SQL Coding Standards To Each His Own Part II

Both Josh Berkus and Hubert made blog entries about our last excerpt. In general I will start off by saying that we are more or less in agreement on what is good SQL coding format.

Here are the things I think we can all agree on

The major points of contention I think are

So let us start by looking at Josh's last SQL statement and compare to how we would write it. Josh I hope you didn't come up with this table structure. We personally hate the use of id as a field identifier for every table, but that's another story. We prefer something like forum_id, post_id etc. and whats the deal with giving a field name of date. Stay away from data types as field names.

-- Josh
SELECT persons.id, persons.first_name, persons.last_name, forums.category,
   COUNT(DISTINCT posts.id) as num_posts,
   COALESCE(MAX(comments.rating), 0) AS highest_rating,
   COALESCE(MIN(comments.rating), 0) AS lowest_rating
FROM persons JOIN posts ON persons.id = posts.author
   JOIN forums on posts.forum = forums.id
   LEFT OUTER JOIN comments ON posts.id = comments.post
WHERE persons.status > 0
   AND forums.ratings = TRUE
   AND comments.date > ( now() - INTERVAL '1 year')
GROUP BY persons.id, persons.first_name, persons.last_name, forums.category
HAVING count(DISTINCT posts.id) > 0
ORDER BY persons.last_name, persons.first_name; 


-- Us

-- Leo tends to prefer upper case alias for table lower case or proper case for fields.  
-- Leo also likes to see his SELECT fields across one line regardless how many because 
-- he has 2 wide screen ubber huge monitors and wants to take full advantage of them
-- I couldn't demonstrate this without messing up the format of the page.

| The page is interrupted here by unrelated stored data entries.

PR #17, opened 2018-01-05
Use default namespace and unique name

mrocklin:
xref #15

### DIFF
--- a/daskernetes/core.py
+++ b/daskernetes/core.py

SELECT P.id, P.first_name, P.last_name, F.category, COUNT(DISTINCT PO.id) as num_posts, 
  COALESCE(MAX(C.rating), 0) AS highest_rating, COALESCE(MIN(C.rating), 0) AS lowest_rating
FROM persons AS P INNER JOIN posts AS PO ON P.id = PO.author
   INNER JOIN forums As F ON PO.forum = F.id
   LEFT JOIN comments AS C ON PO.id = C.post
WHERE P.status > 0
   AND F.ratings = TRUE
   AND C.date > ( CURRENT_TIMESTAMP - INTERVAL '1 year')
GROUP BY P.id, P.first_name, P.last_name, F.category
HAVING COUNT(DISTINCT PO.id) > 0
ORDER BY P.last_name, P.first_name; 


-- Regina flip flops and often depends on database 
-- she is working with that day or moment
-- whether she upper cases or lower cases or proper cases.
-- It must be noted that Regina also has 2 wide  ubber screens to work with
-- because Leo believes every programmer should have at least 36 inches to work with.
-- Once she finally gets adjusted to the enormity of these things, 
-- she will use the space to keep 20 applications open at the same time and train her mind 
-- for massive parallel concentration and get 20 times more work done
SELECT pe.id, pe.first_name, pe.last_name, f.category, COUNT(DISTINCT po.id) AS num_posts,
   COALESCE(MAX(c.rating), 0) AS highest_rating, COALESCE(MIN(c.rating), 0) AS lowest_rating
FROM persons AS pe INNER JOIN posts AS po ON pe.id = po.author
   INNER JOIN forums AS f ON po.forum = f.id
   LEFT JOIN comments AS c ON po.id = c.post
WHERE pe.status > 0
   AND f.ratings = TRUE
   AND c.date > ( CURRENT_TIMESTAMP - INTERVAL '1 year')
GROUP BY pe.id, pe.first_name, pe.last_name, f.category
HAVING COUNT(DISTINCT po.id) > 0
ORDER BY pe.last_name, pe.first_name; 

I will start off by saying for the above example -- Josh is lucky because his table names are naturally short and we are disadvantaged in this example because two tables start with the same letter. Imagine if the table names were much more descriptive how repetitive and noisy Josh's scene would become.

The reason we prefer short aliases over long is that it allows you to fit more fields on the same line and scan them quickly and still prefix with the table names. Leo prefers upper case his table because he can quickly spot where a table name ends and field begins. Generally speaking you usually have 4 tables or fewer in a statement, the FROM clause is not that far away as a legend, and the tables usually start with different letters, so its not a large mind cramp for us to remember F is for Forum and C is for Comments.

Unlike other languages, you then need to keep on repeating this variable over and over again which is much more typing as well as just makes your statement that much longer to digest.

As a last gripe to what Josh said. Just because you have 255 characters at your disposal as opposed to the 8 you once had, doesn't mean you should feel compelled to use them all. Long live Fortran. It is older than any language I can think of including COBOL and has stood the test of time and is still undergoing innovation.